[What is required] Begin at the line below that has "I knew someone would suggest that..." and stop after the line that has "As far as I can". Please restate only those lines, word for word.

(Stored items)
^^^^^^^^^^^^^^^^

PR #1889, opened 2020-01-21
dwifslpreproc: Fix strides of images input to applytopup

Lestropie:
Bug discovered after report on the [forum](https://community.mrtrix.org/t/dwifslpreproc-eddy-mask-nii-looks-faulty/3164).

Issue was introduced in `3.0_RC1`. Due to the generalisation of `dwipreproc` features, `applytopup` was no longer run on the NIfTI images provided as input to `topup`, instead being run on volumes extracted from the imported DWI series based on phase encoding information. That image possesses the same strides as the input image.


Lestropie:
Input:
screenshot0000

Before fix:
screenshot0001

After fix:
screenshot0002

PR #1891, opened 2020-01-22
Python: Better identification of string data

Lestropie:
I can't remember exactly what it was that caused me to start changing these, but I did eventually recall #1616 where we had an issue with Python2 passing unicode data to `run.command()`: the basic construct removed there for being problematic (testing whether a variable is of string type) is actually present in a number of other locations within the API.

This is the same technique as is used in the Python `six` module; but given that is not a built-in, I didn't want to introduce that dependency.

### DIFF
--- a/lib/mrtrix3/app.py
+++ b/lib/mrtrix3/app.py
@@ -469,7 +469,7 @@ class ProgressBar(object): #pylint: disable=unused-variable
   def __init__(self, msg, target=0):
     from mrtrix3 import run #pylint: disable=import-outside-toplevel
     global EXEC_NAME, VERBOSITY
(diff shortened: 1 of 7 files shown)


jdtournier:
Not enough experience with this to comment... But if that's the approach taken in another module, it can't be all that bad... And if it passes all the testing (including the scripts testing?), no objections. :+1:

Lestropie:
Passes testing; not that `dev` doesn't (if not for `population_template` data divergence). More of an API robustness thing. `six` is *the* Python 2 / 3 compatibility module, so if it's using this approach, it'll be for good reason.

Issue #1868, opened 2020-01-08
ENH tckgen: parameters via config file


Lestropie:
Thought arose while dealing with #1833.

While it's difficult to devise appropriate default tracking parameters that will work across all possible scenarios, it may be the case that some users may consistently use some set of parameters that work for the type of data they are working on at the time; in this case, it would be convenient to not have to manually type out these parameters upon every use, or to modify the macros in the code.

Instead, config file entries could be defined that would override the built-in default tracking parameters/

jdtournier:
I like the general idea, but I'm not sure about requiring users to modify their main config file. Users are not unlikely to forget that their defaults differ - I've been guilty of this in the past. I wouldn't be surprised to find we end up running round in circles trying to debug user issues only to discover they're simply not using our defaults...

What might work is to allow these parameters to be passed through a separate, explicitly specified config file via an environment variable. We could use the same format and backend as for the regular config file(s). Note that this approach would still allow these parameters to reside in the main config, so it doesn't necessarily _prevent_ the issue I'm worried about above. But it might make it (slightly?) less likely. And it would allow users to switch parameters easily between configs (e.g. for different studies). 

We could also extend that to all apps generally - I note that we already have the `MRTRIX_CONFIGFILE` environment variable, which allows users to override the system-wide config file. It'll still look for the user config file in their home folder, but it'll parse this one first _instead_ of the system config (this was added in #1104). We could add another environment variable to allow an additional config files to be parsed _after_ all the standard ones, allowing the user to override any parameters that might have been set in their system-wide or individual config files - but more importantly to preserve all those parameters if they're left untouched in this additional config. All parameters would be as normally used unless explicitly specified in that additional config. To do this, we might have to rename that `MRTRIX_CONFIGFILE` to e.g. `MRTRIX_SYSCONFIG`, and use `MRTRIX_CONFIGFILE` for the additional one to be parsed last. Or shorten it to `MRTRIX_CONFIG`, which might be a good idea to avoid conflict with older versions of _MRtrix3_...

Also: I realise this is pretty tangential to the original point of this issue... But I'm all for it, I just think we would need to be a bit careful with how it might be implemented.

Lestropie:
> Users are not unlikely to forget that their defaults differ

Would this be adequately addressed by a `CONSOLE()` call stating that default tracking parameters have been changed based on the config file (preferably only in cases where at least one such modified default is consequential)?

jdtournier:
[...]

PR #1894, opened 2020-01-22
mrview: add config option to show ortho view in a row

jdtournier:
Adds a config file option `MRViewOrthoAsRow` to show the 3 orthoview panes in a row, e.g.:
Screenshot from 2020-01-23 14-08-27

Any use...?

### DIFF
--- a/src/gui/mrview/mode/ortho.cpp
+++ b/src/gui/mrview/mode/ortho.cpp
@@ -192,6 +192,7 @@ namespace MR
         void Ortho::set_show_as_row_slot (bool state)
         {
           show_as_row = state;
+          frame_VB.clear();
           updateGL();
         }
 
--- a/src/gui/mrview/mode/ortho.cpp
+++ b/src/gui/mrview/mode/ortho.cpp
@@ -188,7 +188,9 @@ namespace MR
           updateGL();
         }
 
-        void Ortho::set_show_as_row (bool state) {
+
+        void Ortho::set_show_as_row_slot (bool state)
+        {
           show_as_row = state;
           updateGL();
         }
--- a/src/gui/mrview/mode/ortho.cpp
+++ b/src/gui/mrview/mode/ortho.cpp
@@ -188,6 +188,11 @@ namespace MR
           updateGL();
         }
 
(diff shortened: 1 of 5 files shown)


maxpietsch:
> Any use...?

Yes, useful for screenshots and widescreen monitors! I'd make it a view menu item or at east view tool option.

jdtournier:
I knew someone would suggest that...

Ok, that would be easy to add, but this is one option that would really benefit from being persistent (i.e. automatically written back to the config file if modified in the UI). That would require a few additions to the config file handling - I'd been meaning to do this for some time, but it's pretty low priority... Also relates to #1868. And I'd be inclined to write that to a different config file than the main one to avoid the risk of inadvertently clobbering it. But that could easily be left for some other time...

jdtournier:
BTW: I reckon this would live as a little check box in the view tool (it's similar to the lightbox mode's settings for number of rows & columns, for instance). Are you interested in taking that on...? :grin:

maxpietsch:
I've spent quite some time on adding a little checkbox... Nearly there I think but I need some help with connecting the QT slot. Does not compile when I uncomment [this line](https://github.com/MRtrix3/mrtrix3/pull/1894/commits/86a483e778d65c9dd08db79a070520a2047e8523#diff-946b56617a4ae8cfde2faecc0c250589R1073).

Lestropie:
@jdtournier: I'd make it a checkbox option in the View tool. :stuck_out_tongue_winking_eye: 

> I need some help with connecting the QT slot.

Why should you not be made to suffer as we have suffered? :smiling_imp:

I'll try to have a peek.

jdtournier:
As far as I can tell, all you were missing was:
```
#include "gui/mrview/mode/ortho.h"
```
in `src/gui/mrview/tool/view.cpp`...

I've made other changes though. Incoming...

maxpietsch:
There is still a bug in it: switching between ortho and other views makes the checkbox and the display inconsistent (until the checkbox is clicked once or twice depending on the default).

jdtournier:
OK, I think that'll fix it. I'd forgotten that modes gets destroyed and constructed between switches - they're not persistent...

^^^^^^^^^^^^^^^^

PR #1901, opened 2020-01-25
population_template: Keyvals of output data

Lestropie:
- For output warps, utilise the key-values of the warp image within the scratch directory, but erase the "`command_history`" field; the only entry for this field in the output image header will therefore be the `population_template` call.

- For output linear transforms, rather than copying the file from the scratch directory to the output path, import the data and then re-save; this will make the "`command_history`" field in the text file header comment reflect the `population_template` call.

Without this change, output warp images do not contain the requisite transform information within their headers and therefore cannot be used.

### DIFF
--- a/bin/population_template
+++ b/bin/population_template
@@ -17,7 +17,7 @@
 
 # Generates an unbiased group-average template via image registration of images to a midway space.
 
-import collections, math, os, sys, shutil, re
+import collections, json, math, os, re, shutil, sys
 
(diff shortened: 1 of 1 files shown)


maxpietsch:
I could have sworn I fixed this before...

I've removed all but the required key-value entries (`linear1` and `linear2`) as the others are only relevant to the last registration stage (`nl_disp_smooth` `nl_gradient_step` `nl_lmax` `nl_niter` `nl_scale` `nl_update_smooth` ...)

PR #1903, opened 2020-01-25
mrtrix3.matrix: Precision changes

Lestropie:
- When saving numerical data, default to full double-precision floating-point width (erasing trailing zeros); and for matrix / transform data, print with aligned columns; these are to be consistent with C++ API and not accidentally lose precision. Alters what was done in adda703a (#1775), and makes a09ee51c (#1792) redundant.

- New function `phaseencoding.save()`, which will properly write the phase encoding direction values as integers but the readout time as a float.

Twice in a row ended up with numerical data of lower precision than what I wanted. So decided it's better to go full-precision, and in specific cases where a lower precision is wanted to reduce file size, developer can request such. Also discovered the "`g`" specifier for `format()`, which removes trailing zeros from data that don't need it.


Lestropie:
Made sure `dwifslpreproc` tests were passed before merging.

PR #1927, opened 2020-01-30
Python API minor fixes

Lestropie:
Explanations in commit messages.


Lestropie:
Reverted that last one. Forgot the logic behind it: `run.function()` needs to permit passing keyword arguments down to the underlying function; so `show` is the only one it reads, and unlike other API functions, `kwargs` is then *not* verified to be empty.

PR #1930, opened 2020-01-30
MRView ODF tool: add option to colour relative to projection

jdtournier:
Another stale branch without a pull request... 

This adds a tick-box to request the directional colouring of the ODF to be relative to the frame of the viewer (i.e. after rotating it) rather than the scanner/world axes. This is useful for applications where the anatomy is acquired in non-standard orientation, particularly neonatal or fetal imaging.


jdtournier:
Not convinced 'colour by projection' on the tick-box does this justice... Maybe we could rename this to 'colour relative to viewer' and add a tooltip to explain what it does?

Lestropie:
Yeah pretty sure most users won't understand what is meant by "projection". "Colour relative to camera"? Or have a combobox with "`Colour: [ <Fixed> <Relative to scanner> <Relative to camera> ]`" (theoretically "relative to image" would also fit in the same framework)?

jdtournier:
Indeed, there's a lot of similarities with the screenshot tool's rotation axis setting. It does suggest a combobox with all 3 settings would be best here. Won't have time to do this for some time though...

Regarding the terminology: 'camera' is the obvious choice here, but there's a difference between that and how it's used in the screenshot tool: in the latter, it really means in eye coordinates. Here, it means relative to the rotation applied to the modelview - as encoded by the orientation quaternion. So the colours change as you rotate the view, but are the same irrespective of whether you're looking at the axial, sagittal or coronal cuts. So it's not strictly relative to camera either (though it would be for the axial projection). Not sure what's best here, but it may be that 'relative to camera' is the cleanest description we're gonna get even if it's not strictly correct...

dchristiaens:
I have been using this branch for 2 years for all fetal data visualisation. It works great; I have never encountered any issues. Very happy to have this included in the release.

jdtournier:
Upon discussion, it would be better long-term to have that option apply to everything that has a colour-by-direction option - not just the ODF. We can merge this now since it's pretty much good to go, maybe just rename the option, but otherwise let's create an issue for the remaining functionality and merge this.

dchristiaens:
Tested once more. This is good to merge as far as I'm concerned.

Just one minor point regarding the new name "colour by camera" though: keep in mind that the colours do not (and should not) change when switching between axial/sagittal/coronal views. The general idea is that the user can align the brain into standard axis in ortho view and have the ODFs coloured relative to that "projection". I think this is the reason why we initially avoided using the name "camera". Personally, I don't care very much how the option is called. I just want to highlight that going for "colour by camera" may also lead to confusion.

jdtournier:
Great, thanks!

^^^^^^^^^^^^^^^^

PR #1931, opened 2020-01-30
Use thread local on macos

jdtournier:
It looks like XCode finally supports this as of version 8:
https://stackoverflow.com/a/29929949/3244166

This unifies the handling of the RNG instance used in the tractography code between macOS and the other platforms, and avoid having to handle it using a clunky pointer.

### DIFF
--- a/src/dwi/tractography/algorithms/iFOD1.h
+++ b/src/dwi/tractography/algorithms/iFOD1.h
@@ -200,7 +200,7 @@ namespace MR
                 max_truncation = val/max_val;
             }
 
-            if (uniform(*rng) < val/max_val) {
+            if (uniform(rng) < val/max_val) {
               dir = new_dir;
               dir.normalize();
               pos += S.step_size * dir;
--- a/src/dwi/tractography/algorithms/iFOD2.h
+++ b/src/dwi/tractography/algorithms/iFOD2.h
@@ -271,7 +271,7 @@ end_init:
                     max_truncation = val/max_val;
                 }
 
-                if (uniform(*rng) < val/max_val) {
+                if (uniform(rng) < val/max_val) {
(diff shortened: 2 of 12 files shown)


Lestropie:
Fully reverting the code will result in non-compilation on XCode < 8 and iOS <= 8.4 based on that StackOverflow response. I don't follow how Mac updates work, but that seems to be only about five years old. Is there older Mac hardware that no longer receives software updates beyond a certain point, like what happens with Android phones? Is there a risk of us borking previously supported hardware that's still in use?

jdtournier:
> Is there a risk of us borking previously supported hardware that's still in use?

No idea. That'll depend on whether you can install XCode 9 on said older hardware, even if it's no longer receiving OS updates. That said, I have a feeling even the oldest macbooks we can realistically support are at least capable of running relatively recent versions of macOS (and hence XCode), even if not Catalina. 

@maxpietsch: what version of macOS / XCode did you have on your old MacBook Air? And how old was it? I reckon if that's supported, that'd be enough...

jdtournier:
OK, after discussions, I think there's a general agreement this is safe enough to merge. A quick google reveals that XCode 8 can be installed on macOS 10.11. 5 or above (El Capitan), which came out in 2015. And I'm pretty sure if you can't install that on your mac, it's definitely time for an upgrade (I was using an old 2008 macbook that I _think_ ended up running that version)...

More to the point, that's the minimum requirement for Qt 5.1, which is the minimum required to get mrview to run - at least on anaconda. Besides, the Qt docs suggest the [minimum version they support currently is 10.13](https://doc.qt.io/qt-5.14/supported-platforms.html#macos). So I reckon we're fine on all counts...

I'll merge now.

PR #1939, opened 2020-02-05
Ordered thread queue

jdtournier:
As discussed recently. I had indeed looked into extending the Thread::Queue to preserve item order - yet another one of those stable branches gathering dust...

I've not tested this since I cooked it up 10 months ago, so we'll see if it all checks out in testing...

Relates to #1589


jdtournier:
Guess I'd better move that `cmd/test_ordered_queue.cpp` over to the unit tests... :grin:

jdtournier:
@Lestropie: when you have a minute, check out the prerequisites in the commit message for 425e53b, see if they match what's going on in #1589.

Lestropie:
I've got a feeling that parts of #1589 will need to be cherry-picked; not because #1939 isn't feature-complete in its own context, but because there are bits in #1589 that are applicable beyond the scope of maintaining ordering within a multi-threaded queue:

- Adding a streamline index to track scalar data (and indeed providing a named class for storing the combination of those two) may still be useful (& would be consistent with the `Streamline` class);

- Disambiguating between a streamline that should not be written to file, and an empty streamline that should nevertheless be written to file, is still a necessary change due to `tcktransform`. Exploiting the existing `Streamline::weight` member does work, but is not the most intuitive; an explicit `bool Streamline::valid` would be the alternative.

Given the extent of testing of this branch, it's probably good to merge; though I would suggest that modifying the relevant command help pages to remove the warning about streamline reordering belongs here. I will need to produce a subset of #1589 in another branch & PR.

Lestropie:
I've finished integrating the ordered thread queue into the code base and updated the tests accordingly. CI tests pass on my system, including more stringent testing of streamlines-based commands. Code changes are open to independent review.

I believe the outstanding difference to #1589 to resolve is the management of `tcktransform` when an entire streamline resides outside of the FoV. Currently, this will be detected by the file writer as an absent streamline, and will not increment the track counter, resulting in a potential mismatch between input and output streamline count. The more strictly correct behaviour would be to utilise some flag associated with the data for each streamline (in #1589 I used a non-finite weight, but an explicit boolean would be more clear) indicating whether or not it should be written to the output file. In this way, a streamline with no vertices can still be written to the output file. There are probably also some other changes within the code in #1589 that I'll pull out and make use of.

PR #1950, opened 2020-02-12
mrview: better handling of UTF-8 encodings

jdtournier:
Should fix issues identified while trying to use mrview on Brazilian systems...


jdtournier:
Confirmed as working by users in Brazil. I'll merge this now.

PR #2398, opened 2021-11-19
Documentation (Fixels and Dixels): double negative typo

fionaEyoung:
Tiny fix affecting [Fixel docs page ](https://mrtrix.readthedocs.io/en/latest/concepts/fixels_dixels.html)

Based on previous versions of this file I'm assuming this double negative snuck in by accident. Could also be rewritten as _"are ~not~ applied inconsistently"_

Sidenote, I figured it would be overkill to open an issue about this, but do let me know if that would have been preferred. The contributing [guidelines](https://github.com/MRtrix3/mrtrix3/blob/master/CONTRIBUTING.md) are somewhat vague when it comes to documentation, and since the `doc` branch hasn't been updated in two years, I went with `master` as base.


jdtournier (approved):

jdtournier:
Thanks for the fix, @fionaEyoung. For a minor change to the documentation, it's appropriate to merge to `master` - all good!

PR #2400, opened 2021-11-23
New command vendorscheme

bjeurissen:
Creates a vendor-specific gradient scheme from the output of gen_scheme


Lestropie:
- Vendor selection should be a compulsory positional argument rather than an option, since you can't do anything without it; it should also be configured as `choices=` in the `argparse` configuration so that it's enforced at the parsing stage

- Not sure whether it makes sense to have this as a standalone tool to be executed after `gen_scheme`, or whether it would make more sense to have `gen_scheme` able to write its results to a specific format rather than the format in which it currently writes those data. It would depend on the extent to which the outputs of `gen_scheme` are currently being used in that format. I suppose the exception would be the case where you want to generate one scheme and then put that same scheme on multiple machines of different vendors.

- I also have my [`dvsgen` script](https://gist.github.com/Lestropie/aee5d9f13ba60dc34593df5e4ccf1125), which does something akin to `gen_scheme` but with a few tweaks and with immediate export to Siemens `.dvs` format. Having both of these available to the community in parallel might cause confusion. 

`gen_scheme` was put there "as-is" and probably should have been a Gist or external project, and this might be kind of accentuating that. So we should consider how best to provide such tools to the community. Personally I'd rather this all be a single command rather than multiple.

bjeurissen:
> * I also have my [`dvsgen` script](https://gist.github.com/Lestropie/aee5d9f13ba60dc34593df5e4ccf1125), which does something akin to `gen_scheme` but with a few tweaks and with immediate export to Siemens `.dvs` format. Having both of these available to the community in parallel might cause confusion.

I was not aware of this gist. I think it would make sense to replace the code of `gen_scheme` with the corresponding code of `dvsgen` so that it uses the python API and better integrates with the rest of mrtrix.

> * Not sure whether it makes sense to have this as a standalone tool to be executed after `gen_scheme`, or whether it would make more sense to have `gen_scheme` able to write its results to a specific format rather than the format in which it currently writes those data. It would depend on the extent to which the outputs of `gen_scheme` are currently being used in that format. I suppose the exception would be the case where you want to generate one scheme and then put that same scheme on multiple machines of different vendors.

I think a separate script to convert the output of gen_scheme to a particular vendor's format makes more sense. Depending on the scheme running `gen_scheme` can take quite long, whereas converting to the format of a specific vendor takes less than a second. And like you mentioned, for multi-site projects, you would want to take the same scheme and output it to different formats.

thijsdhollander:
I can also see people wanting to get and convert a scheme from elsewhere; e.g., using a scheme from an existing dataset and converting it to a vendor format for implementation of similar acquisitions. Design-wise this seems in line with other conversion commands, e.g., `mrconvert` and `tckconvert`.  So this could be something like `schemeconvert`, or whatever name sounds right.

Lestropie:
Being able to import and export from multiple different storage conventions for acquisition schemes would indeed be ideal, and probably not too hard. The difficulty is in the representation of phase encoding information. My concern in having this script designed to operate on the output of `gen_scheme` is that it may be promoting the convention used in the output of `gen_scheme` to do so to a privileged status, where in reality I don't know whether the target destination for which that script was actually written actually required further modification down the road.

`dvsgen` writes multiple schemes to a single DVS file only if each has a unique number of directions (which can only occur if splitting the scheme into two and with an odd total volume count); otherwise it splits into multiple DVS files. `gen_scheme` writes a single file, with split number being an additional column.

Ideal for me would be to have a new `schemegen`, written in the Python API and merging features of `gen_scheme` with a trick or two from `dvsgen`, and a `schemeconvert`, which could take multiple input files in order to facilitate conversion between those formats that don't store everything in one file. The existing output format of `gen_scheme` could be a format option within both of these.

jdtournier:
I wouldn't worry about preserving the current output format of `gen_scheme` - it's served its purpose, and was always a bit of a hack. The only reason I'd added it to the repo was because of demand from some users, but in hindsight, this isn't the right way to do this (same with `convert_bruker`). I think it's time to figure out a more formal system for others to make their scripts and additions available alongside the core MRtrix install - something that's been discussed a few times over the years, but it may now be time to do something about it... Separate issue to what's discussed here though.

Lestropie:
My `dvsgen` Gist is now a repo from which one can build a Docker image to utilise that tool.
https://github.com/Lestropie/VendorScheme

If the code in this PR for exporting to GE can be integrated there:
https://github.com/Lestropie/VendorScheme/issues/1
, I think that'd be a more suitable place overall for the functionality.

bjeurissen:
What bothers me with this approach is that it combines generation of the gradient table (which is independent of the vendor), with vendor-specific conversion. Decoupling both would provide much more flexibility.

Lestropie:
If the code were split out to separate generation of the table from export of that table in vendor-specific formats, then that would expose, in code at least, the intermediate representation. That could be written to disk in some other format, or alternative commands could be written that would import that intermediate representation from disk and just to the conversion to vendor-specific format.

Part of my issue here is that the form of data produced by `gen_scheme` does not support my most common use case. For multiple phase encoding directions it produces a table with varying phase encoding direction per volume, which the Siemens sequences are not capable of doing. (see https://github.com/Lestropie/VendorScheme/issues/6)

^^^^^^^^^^^^^^^^

[Result of the task]
I knew someone would suggest that...

Ok, that would be easy to add, but this is one option that would really benefit from being persistent (i.e. automatically written back to the config file if modified in the UI). That would require a few additions to the config file handling - I'd been meaning to do this for some time, but it's pretty low priority... Also relates to #1868. And I'd be inclined to write that to a different config file than the main one to avoid the risk of inadvertently clobbering it. But that could easily be left for some other time...

jdtournier:
BTW: I reckon this would live as a little check box in the view tool (it's similar to the lightbox mode's settings for number of rows & columns, for instance). Are you interested in taking that on...? :grin:

maxpietsch:
I've spent quite some time on adding a little checkbox... Nearly there I think but I need some help with connecting the QT slot. Does not compile when I uncomment [this line](https://github.com/MRtrix3/mrtrix3/pull/1894/commits/86a483e778d65c9dd08db79a070520a2047e8523#diff-946b56617a4ae8cfde2faecc0c250589R1073).

Lestropie:
@jdtournier: I'd make it a checkbox option in the View tool. :stuck_out_tongue_winking_eye: 

> I need some help with connecting the QT slot.

Why should you not be made to suffer as we have suffered? :smiling_imp:

I'll try to have a peek.

jdtournier:
As far as I can tell, all you were missing was:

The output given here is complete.